Un drone survole ma maison : que faire ?

Notez la date, l’heure, la durée et si possible filmez le drone, puis signalez les faits à la police ou à la gendarmerie (17) si le survol se répète ou semble vous viser : capter des images de votre vie privée sans votre accord est un délit puni d’un an d’emprisonnement et de 45 000 € d’amende (article 226-1 du code pénal). N’essayez jamais de l’abattre.
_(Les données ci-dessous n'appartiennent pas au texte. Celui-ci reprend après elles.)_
PR #1223, opened 2023-01-05
Fix #1222: Redesign token revoke endpoint

### LINKED ISSUE #1222: Redesign token revoke endpoint
The token revoke endpoint should:
- use the `POST` HTTP method so that request body can always be sent, the `DELETE` method is problematic in some environments
- correctly authenticate users using HTTP basic authentication (using `client_id` and `client_secret`)
- be implemented according to RFC 7009: https://www.rfc-editor.org/rfc/rfc7009

romanstrobl:


powerauth-webflow/src/main/java/io/getlime/security/powerauth/app/webflow/controller/TokenRevocationController.java
```diff
@@ -0,0 +1,70 @@
...
+    /**
+     * Endpoint used for token revocation, see: https://www.rfc-editor.org/rfc/rfc7009
+     * @param user Authenticated user.
+     * @param token OAuth 2.0 access token or refresh token for revocation.
+     * @param tokenTypeHint Optional hint whether token is an access token or a refresh token.
+     * @throws InvalidTokenException Thrown when token is invalid.
+     */
+    @PostMapping("/token/revoke")
+    @ResponseBody
+    public void revokeToken(@AuthenticationPrincipal User user, @RequestParam("token") String token, @RequestParam("token_type_hint") String tokenTypeHint) throws InvalidTokenException {
```
banterCZ, line 65: If `tokenTypeHint` is optional, I would expect:
```suggestion
    public void revokeToken(@AuthenticationPrincipal User user, @RequestParam("token") String token, @RequestParam(name = "token_type_hint", required = false) String tokenTypeHint) throws InvalidTokenException {
```

powerauth-webflow/src/main/java/io/getlime/security/powerauth/app/webflow/exception/DefaultExceptionResolver.java
```diff
@@ -120,4 +119,19 @@ public String handleUnauthorizedException(InsufficientAuthenticationException ex
...
+    /**
+     * Handling of invalid token exception.
+     * @param ex Exception.
+     * @return Response with error details.
+     */
+    @ExceptionHandler(InvalidTokenException.class)
+    @ResponseStatus(HttpStatus.BAD_REQUEST)
+    public @ResponseBody ErrorResponse handleInvalidTokenException(InvalidTokenException ex) {
+        logger.warn("Error occurred in Web Flow server: {}", ex.getMessage());
+        audit.warn("Error occurred in Web Flow server", AUDIT_DETAIL_BAD_REQUEST, ex);
```
banterCZ, line 132: I see the whole exception in audit, but I am thinking about logging it at `debug` level too.
```suggestion
        logger.warn("Error occurred in Web Flow server: {}", ex.getMessage());
        logger.debug("Error occurred in Web Flow server", ex);
        audit.warn("Error occurred in Web Flow server", AUDIT_DETAIL_BAD_REQUEST, ex);
```

powerauth-webflow/src/main/java/io/getlime/security/powerauth/app/webflow/service/TokenRevocationAuthenticationService.java
```diff
@@ -0,0 +1,63 @@
...
+            return clientId;
+        }
+        throw new InsufficientAuthenticationException("Invalid authentication during token revocation");
+    }
+
+    /**
+     * @param userDetails User details.
+     * @return OAuth 2.0 client ID.
+     */
+    protected String getClientId(UserDetails userDetails) {
```
banterCZ, line 59: Do we need `protected` access modifier?

banterCZ (approved):
Looks good.

powerauth-webflow/src/main/java/io/getlime/security/powerauth/app/webflow/controller/TokenRevocationController.java
romanstrobl: Right, I will make the hint optional.

powerauth-webflow/src/main/java/io/getlime/security/powerauth/app/webflow/exception/DefaultExceptionResolver.java
romanstrobl: We'd have to change this in all exception handlers for consistency, let's handle such changes separately.

powerauth-webflow/src/main/java/io/getlime/security/powerauth/app/webflow/service/TokenRevocationAuthenticationService.java
romanstrobl: Typo, it should be `private`.

petrdvorak (approved):
Looks OK

PR #1247, opened 2023-03-30
Fix #1246: Turn off auto-commit

### LINKED ISSUE #1246: Turn off auto-commit
See https://vladmihalcea.com/why-you-should-always-use-hibernate-connection-provider_disables_autocommit-for-resource-local-jpa-transactions/

banterCZ:


romanstrobl (approved):
Looks OK.

PR #1289, opened 2023-05-11
Fix #1284: Review Java warnings

### LINKED ISSUE #1284: Review Java warnings
Review Java warnings specifically after upgrading to JDK 17.

banterCZ:
- Remove redundant throws clause
- Add final modifier
- Use @serial annotation
- Use getSubjectX500Principal instead of deprecated getSubjectDN
- Replace deprecated resolver.setCookieName() by constructor call
- Remove unnecessary return as the last statement
- Replace .collect(Collectors.toList()) by toList()
- Use standard charsets constants
- Micro-optimalisation of containsAll
- Make inner class static
- Simplify optional call chain
- Replace explicit type by diamond operator <>
- Use List.sort instead of Collections.sort
- Use expression lambda instead of statement
- Use List.of
- Use text block
- Use patter variable
- Enhance switch
- Convert AuthorizationCode, OfflineSignatureQrCode, Violation and CertInfo to record


romanstrobl (approved):
Thank you for the cleanup after migration to Java 17!

PR #1301, opened 2023-05-16
Fix #1300: Coverity: Dereference null return value AuthenticationService

### LINKED ISSUE #1300: Coverity: Dereference null return value AuthenticationService

banterCZ:


romanstrobl (approved):
Good catch!

PR #1306, opened 2023-05-19
Fix #1304: Update documentation for soft and hard limits in credential policy

### LINKED ISSUE #1304: Update documentation for soft and hard limits in credential policy
The value `null` can be used for disabling soft and hard limits, not `0`.

romanstrobl:


petrdvorak (approved):
Looks OK

PR #1317, opened 2023-05-29
New text elements for WebFlow.

zcgandcomp:


powerauth-webflow/package.json
```diff
@@ -19,43 +19,44 @@
...
+    "axios": "^0.27.2",
+    "bluebird": "^3.7.2",
+    "intl": "^1.2.5",
+    "lodash": "^4.17.21",
     "react": "^16.14.0",
     "react-bootstrap": "^0.33.1",
-    "react-select": "1.3.0",
+    "react-device-detect": "^2.2.2",
     "react-dom": "^16.14.0",
+    "react-flags-select": "^2.2.3",
```
romanstrobl, line 31: Let's revert all changes except for `react-flags-select`, because many of the dependencies are a downgrade.

romanstrobl (changes requested):
Looks OK, let's just revert the dependency changes, we just need to add 1 new dependency and leave the rest as they are.

romanstrobl (approved):
Looks OK.

powerauth-webflow/package.json
zcgandcomp: package.json updated and currently contains no downgrades.

romanstrobl (approved):

PR #1327, opened 2023-05-31
Fix #1324: Allow case insensitive username comparison

### LINKED ISSUE #1324: Allow case insensitive username comparison
Currently, the usernames are case-sensitive in our system. This is typically not desired. We should add a flag to the credential definition to indicate if usernames should be case-sensitive and use case-insensitive comparison as default (as this will typically be the case).

petrdvorak:


zcgandcomp (approved):
- We change the create and update. 
- Lookup is also case-insensitive. 
- Generation of username also checks the generated username case-insensitive. 

Looks Good.

PR #1338, opened 2023-06-01
Fix #1337: Add favicon.ico to the accessible resources

### LINKED ISSUE #1337: Add favicon.ico to the accessible resources
Web browser automatically hits `https://${BASEURL}/favicon.ico` on a page load. If our application runs in the root context, this call will now trigger 401 in our application and initiate internal resource redirect of the icon file to `/authenticate` endpoint, which will drop our session at random stages of the flow...

petrdvorak:


romanstrobl (approved):
Looks OK.

PR #1374, opened 2023-07-04
Fix #1367: Invalid constraint for audit_type

### LINKED ISSUE #1367: Invalid constraint for audit_type
The `audit_type` is set to `NOT NULL` in Liquibase scripts, which does not correspond to:
https://github.com/wultra/lime-java-core/blob/develop/docs/sql/postgresql/create_schema.sql#L8

jandusil:
- Remove the NOT NULL constraint in the liquibase changeset


romanstrobl (approved):
Looks OK.

PR #20, opened 2026-01-27
feat(provider): add Llamafile provider and OpenAI-compatible base package

agpituk:
**Summary**                                                                                                                                                                                                                                                                    
                                                                                                                                                                                                                                                                             
  - Adds a reusable base provider in providers/openai/ for OpenAI-compatible APIs                                                                                                                                                                                            
  - Implements Llamafile provider as a thin wrapper using the base                                                                                                                                                                                                           
  - Makes the OpenAI provider itself a thin wrapper using the same base                                                                                                                                                                                                      
                                                                                                                                                                                                                                                                             
  **Architecture**                                                                                                                                                                                                                                                               
                                                                                                                                                                                                                                                                             
  Base provider in `providers/openai/base.go`                                                                                                                                                                                                                                  
                                                                                                                                                                                                                                                                             
  Many LLM services expose OpenAI-compatible APIs without providing an official Go SDK (Llamafile, vLLM, LM Studio, llama.cpp server, etc.). Rather than duplicating the OpenAI SDK integration code for each, this PR introduces a shared base provider within the openai   
  package.                                                                                                                                                                                                                                                                   
                                                                                                                                                                                                                                                                             
  The base provider is configurable via BaseConfig:                                                                                                                                                                                                                          
                                                                                                                                                                                                                                                                             
  ```
type BaseConfig struct {                                         
      APIKeyEnvVar   string                // Environment variable for API key                                                        
      BaseURLEnvVar  string                // Environment variable for base URL                                                       
      Capabilities   providers.Capabilities                        
      DefaultAPIKey  string                // Default key for local servers                                                           
      DefaultBaseURL string                // Default API endpoint 
      Name           string                // Provider name for error messages                                                        
      RequireAPIKey  bool                  // Whether API key is required                                                             
  }      
```                                                          

  **Llamafile provider**                                               

  Llamafile is a thin wrapper that configures the base:            

 ```
 import "github.com/mozilla-ai/any-llm-go/providers/openai"       

  type Provider struct {                                           
      *openai.BaseProvider                                         
  }         
```                                                       

 ```
 func New(opts ...config.Option) (*Provider, error) {             
      base, err := openai.NewBase(openai.BaseConfig{               
          Name:           "llamafile",                             
          DefaultBaseURL: "http://localhost:8080/v1",              
          // ...                                                   
      }, opts...)                                                  
      return &Provider{BaseProvider: base}, nil                    
  }      
```                                                          

  When to use base vs direct SDK:                                  

  - Provider has official Go SDK (OpenAI, Anthropic, Ollama) → Use direct SDK                                                         
  - Provider is OpenAI-compatible without Go SDK → Use openai.NewBase()

### CODE REVIEW

File: providers/openai/compatible.go
Comment (peteski22) [inline providers/openai/compatible.go:1]: ### Testing:

It looks like we're missing an entire test suite for this 😞 

## Organisation:

If this is `openai` compatibility stuff, it should be moved to the `openai` provider, with the `openai` provider becoming a thin wrapper.

e.g.

```go
func New(opts ...config.Option) (*Provider, error) {
    return NewBase(Defaults{
        Name:          "openai",
        DefaultURL:    "https://api.openai.com/v1",
        APIKeyEnvVar:  "OPENAI_API_KEY",
        RequireAPIKey: true,
        Capabilities:  capabilities,
    }, opts...)
}
```

(Move the base into `providers/openai/` and export it, and other providers that are openai compatible import it:

```go
import "github.com/mozilla-ai/any-llm-go/providers/openai"
```

So `llamafile` provider uses that.

providers/llamafile/llamafile.go
peteski22, line 1: Missing `var` interface assertions (see: `openai.go`): 

```go
// Ensure Provider implements the required interfaces.
var (
	_ providers.CapabilityProvider = (*Provider)(nil)
	_ providers.EmbeddingProvider  = (*Provider)(nil)
	_ providers.ErrorConverter     = (*Provider)(nil)
	_ providers.ModelLister        = (*Provider)(nil)
	_ providers.Provider           = (*Provider)(nil)
)
```

providers/openaicompat/openaicompat.go
```diff
@@ -0,0 +1,624 @@
...
+}
+
+// Ensure Provider implements the required interfaces.
+var (
+	_ providers.CapabilityProvider = (*Provider)(nil)
+	_ providers.EmbeddingProvider  = (*Provider)(nil)
+	_ providers.ErrorConverter     = (*Provider)(nil)
+	_ providers.ModelLister        = (*Provider)(nil)
+	_ providers.Provider           = (*Provider)(nil)
+)
```
peteski22: Shift this up above the type (and below the const) so we keep the layout in the files the same.

providers/openaicompat/openaicompat.go
```diff
@@ -0,0 +1,624 @@
...
+
+	// RequireAPIKey indicates whether an API key is required.
+	RequireAPIKey bool
+
+	// DefaultAPIKey is used when RequireAPIKey is false (e.g., for local servers).
+	DefaultAPIKey string
+
+	// Capabilities describes what the provider supports.
+	Capabilities providers.Capabilities
+}
```
peteski22: Order struct fields A-Z (don't need to optimize for padding).

providers/openaicompat/openaicompat.go
```diff
@@ -0,0 +1,624 @@
...
+	if format == nil {
+		return openai.ChatCompletionNewParamsResponseFormatUnion{}
+	}
+
+	switch format.Type {
+	case "json_object":
+		return openai.ChatCompletionNewParamsResponseFormatUnion{
+			OfJSONObject: &openai.ResponseFormatJSONObjectParam{},
+		}
+	case "json_schema":
```
peteski22: Extract these to unexported package consts.

```go
const (
    responseFormatJSONObject = "json_object"
    responseFormatJSONSchema = "json_schema"
)
```

providers/openaicompat/openaicompat.go
```diff
@@ -0,0 +1,624 @@
...
+	}
+
+	// Check for OpenAI API error type.
+	var apiErr *openai.Error
+	if stderrors.As(err, &apiErr) {
+		return p.convertAPIError(apiErr, err)
+	}
+
+	// Network-level errors (connection refused, etc.).
+	if strings.Contains(err.Error(), "connection refused") {
```
peteski22: Seems a bit fragile checking strings like this, could we check for specific error types? If not then a comment which highlights the limitations should be added.

providers/openaicompat/openaicompat.go
```diff
@@ -0,0 +1,624 @@
...
+	_ providers.CapabilityProvider = (*Provider)(nil)
+	_ providers.EmbeddingProvider  = (*Provider)(nil)
+	_ providers.ErrorConverter     = (*Provider)(nil)
+	_ providers.ModelLister        = (*Provider)(nil)
+	_ providers.Provider           = (*Provider)(nil)
+)
+
+// Provider implements the providers.Provider interface for OpenAI-compatible APIs.
+type Provider struct {
+	client      *openai.Client
```
peteski22: i don't think we need the pointer here, the SDK returns a value type anyway.

providers/openaicompat/openaicompat.go
```diff
@@ -0,0 +1,624 @@
...
+	config      *config.Config
```
peteski22: Is this actually used other than being assigned in the constructor?

providers/openai/compatible.go
```diff
@@ -0,0 +1,624 @@
...
+
+	apiKey := cfg.ResolveAPIKey(providerCfg.APIKeyEnvVar)
+	if apiKey == "" && providerCfg.RequireAPIKey {
+		return nil, errors.NewMissingAPIKeyError(providerCfg.Name, providerCfg.APIKeyEnvVar)
+	}
+	if apiKey == "" {
+		apiKey = providerCfg.DefaultAPIKey
+	}
+
+	clientOpts := []option.RequestOption{
```
peteski22, line 116: I think there's something odd going on here with how the options are passed in but then handled.

e.g. timeout/HTTP client options seem to be ignored.. a caller can pass `WithTimeout()` or `WithHTTPClient()` but they have no effect. 🐛 Looks present in the `openai` provider from earlier PRs too 😞.

providers/openaicompat/openaicompat.go
peteski22: Create interface for provider defaults (in the config package).

```go
type ProviderDefaults interface {
    Capabilities() providers.Capabilities
    DefaultBaseURL() string
    Name() string
    ResolveAPIKey(cfg *Config) (string, error)
}

type Config struct {
    APIKey   string
    BaseURL  string
    Defaults ProviderDefaults  // interface <- nil if not set
    Timeout  time.Duration
}
```

Then each provider type (OpenAI-compatible, Anthropic-style, Ollama-style) implements the interface. This will scale to other standards without polluting config.

providers/openaicompat/openaicompat.go
```diff
@@ -0,0 +1,624 @@
...
+// New creates a new OpenAI-compatible provider.
+func New(providerCfg ProviderConfig, opts ...config.Option) (*Provider, error) {
+	cfg, err := config.New(opts...)
+	if err != nil {
+		return nil, fmt.Errorf("invalid options: %w", err)
+	}
+
+	baseURL := cfg.BaseURL
+	if baseURL == "" && providerCfg.BaseURLEnvVar != "" {
+		baseURL = cfg.ResolveAPIKey(providerCfg.BaseURLEnvVar)
```
peteski22: `ResolveAPIKey()` for a base URL? 🤔

providers/openaicompat/openaicompat.go
```diff
@@ -0,0 +1,624 @@
...
+
+// New creates a new OpenAI-compatible provider.
+func New(providerCfg ProviderConfig, opts ...config.Option) (*Provider, error) {
+	cfg, err := config.New(opts...)
+	if err != nil {
+		return nil, fmt.Errorf("invalid options: %w", err)
+	}
+
+	baseURL := cfg.BaseURL
+	if baseURL == "" && providerCfg.BaseURLEnvVar != "" {
```
peteski22: Probably should do some validation on these things like:
* Trimming the white space before `!= ""`
* URL validation on URLs
* If the env var is set but empty what happens?

Something like:

```go
func (c *Config) ResolveEnv(envVar string) string  // generic env resolver
func (c *Config) ResolveBaseURL(envVar, defaultVal string) (string, error)  // with validation
```

providers/openaicompat/openaicompat.go
```diff
@@ -0,0 +1,624 @@
...
+	go func() {
+		defer close(chunks)
+		defer close(errs)
+
+		req := convertParams(params)
+		stream := p.client.Chat.Completions.NewStreaming(ctx, req)
+
+		for stream.Next() {
+			chunk := stream.Current()
+			chunks <- convertChunk(&chunk)
```
peteski22: Missed this on the openai one earlier too:

If the consumer abandons the channel (e.g., context cancelled, error elsewhere), this goroutine blocks forever on the send. Should use select with context:

```go
    select {
    case chunks <- convertChunk(&chunk):
    case <-ctx.Done():
        return
}
```

providers/openaicompat/openaicompat.go
```diff
@@ -0,0 +1,624 @@
...
+	case providers.RoleSystem:
+		return openai.SystemMessage(msg.ContentString())
+	case providers.RoleUser:
+		return convertUserMessage(msg)
+	case providers.RoleAssistant:
+		return convertAssistantMessage(msg)
+	case providers.RoleTool:
+		return openai.ToolMessage(msg.ToolCallID, msg.ContentString())
+	default:
+		return openai.UserMessage(msg.ContentString())
```
peteski22: Missed this too in earlier reviews 😞 

Unknown roles silently become user messages. This hides bugs. Should either error or log a warning.

providers/openai/compatible.go
```diff
@@ -0,0 +1,624 @@
...
+func convertMessages(messages []providers.Message) []openai.ChatCompletionMessageParamUnion {
+	result := make([]openai.ChatCompletionMessageParamUnion, 0, len(messages))
+	for _, msg := range messages {
+		result = append(result, convertMessage(msg))
+	}
+	return result
+}
+
+// convertParams converts providers.CompletionParams to OpenAI request parameters.
+func convertParams(params providers.CompletionParams) openai.ChatCompletionNewParams {
```
peteski22, line 459: Should have input validation, should validate Model is non-empty and Messages has at least one entry.

providers/openai/compatible.go
```diff
@@ -0,0 +1,624 @@
...
+	return result
+}
+
+// convertEmbeddingParams converts provider embedding params to OpenAI format.
+func convertEmbeddingParams(params providers.EmbeddingParams) openai.EmbeddingNewParams {
+	req := openai.EmbeddingNewParams{
+		Model: openai.EmbeddingModel(params.Model),
+	}
+
+	switch v := params.Input.(type) {
```
peteski22, line 369: Should probably have a `default` case... Should error or have an explicit default.

providers/openaicompat/openaicompat.go
```diff
@@ -0,0 +1,624 @@
...
+	var apiErr *openai.Error
+	if stderrors.As(err, &apiErr) {
+		return p.convertAPIError(apiErr, err)
+	}
+
+	// Network-level errors (connection refused, etc.).
+	if strings.Contains(err.Error(), "connection refused") {
+		return errors.NewProviderError(
+			p.providerCfg.Name,
+			fmt.Errorf("%s server not running: %w", p.providerCfg.Name, err),
```
peteski22: Doesn't need the provider name in the error msg as the `Error()` interface implementation includes it in the final error:

  ```go
  func (e *BaseError) Error() string {
	msg := ""
	if e.Err != nil {
		msg = e.Err.Error()
	}
	if e.Provider != "" {
		return fmt.Sprintf("[%s] %s: %s", e.Provider, e.Code, msg)
	}
	return fmt.Sprintf("%s: %s", e.Code, msg)
}
```

File: providers/llamafile/llamafile_test.go [hunk 15]
```diff
@@ -0,0 +1,232 @@
...
+	params := providers.CompletionParams{
+		Model:    testutil.TestModel(providerName),
+		Messages: testutil.SimpleMessages(),
+	}
+
+	resp, err := provider.Completion(ctx, params)
+	require.NoError(t, err)
+
+	require.NotEmpty(t, resp.ID)
+	require.Equal(t, "chat.completion", resp.Object)
```
peteski22: Missed this on other PRs too, but should use the consts vs. strings for consistency and to make refactoring  (e.g. `objectChatCompletion`),

providers/openaicompat/openaicompat.go
```diff
@@ -0,0 +1,624 @@
...
+			},
+		})
+	}
+	return result
+}
+
+// convertUserMessage converts a user message to OpenAI format.
+func convertUserMessage(msg providers.Message) openai.ChatCompletionMessageParamUnion {
+	if msg.IsMultiModal() {
+		parts := make([]openai.ChatCompletionContentPartUnionParam, 0)
```
peteski22: Could use `make(..., 0, len(msg.ContentParts()))` for efficiency like elsewhere in the code.

peteski22 (changes requested):
Added comments, also a general observation that we have no logging anywhere in the package. We should consider adding optional structured logging (at least for errors and unusual conditions).

providers/openai/base.go
```diff
@@ -0,0 +1,711 @@
...
+	_ providers.CapabilityProvider = (*BaseProvider)(nil)
+	_ providers.EmbeddingProvider  = (*BaseProvider)(nil)
+	_ providers.ErrorConverter     = (*BaseProvider)(nil)
+	_ providers.ModelLister        = (*BaseProvider)(nil)
+	_ providers.Provider           = (*BaseProvider)(nil)
+)
+
+// BaseProvider implements the providers.Provider interface for OpenAI-compatible APIs.
+// It can be embedded by other providers that use OpenAI-compatible endpoints.
+type BaseProvider struct {
```
peteski22:
```suggestion
type CompatibleProvider struct {
```

providers/openai/base.go
```diff
@@ -0,0 +1,711 @@
...
+
+// Response format types.
+const (
+	responseFormatJSONObject = "json_object"
+	responseFormatJSONSchema = "json_schema"
+)
+
+// BaseConfig contains the configuration for an OpenAI-compatible provider.
+// Fields are ordered alphabetically.
+type BaseConfig struct {
```
peteski22:
```suggestion
type CompatibleConfig struct {
```

providers/openai/base.go
```diff
@@ -0,0 +1,711 @@
...
+
+// BaseProvider implements the providers.Provider interface for OpenAI-compatible APIs.
+// It can be embedded by other providers that use OpenAI-compatible endpoints.
+type BaseProvider struct {
+	baseConfig BaseConfig
+	client     openai.Client
+}
+
+// NewBase creates a new OpenAI-compatible base provider.
+func NewBase(baseCfg BaseConfig, opts ...config.Option) (*BaseProvider, error) {
```
peteski22:
```suggestion
func NewCompatible(baseCfg CompatibleConfig, opts ...config.Option) (*CompatibleProvider, error) {
```

providers/openai/compatible.go
peteski22, line 1: Nit: maybe rename to `compatible.go` (and `compatible_test.go`)

providers/openai/base.go
```diff
@@ -0,0 +1,711 @@
...
+	return cfg.APIKey
+}
+
+// resolveBaseURL resolves the base URL from config or environment.
+func resolveBaseURL(cfg *config.Config, baseCfg BaseConfig) string {
+	if cfg.BaseURL != "" {
+		return cfg.BaseURL
+	}
+	if baseCfg.BaseURLEnvVar != "" {
+		if url := cfg.ResolveAPIKey(baseCfg.BaseURLEnvVar); url != "" {
```
peteski22: This still needs to be looked at (per my previous review), if there's some reason we should be doing this, please add a comment to explain.

providers/openai/base.go
```diff
@@ -0,0 +1,711 @@
...
+func resolveAPIKey(cfg *config.Config, baseCfg BaseConfig) string {
+	if baseCfg.APIKeyEnvVar != "" {
+		return cfg.ResolveAPIKey(baseCfg.APIKeyEnvVar)
+	}
+	return cfg.APIKey
+}
+
+// resolveBaseURL resolves the base URL from config or environment.
+func resolveBaseURL(cfg *config.Config, baseCfg BaseConfig) string {
+	if cfg.BaseURL != "" {
```
peteski22: Previous review mentioned validating params more carefully (trim whitespace, check valid URL formats etc) - still stands.

peteski22 (changes requested):
Just added a few last bits.. looking good, almost there.

peteski22 (approved):
🦙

Le survol ponctuel d’un drone qui passe en transit n’est pas, en soi, illégal partout : hors agglomération, l’espace aérien ne vous appartient pas. Ce qui est sanctionné, c’est le vol au-dessus de l’espace public urbain, le vol à très basse hauteur au-dessus de chez vous sans accord, et surtout la captation d’images de votre intimité (jardin clos, fenêtres, piscine).

Situation Que faire
Passage isolé, en hauteur Observer, noter — souvent un transit sans captation
Survols répétés ou stationnaires au-dessus de chez vous Preuves (vidéo, horaires) + plainte / appel au 17
Vous identifiez le pilote (voisin…) Dialogue d’abord, mise en demeure ensuite
Images de chez vous publiées en ligne Capture d’écran + plainte (art. 226-1 et 226-2)

Ce que dit la loi, précisément #

Deux terrains juridiques : la réglementation aérienne (zones, hauteurs, agglomération) que fait respecter la gendarmerie des transports aériens, et la vie privée, protégée par l’article 226-1 du code pénal — capter, enregistrer ou transmettre l’image d’une personne dans un lieu privé sans son consentement est un délit, drone ou pas. La diffusion de ces images constitue une infraction supplémentaire.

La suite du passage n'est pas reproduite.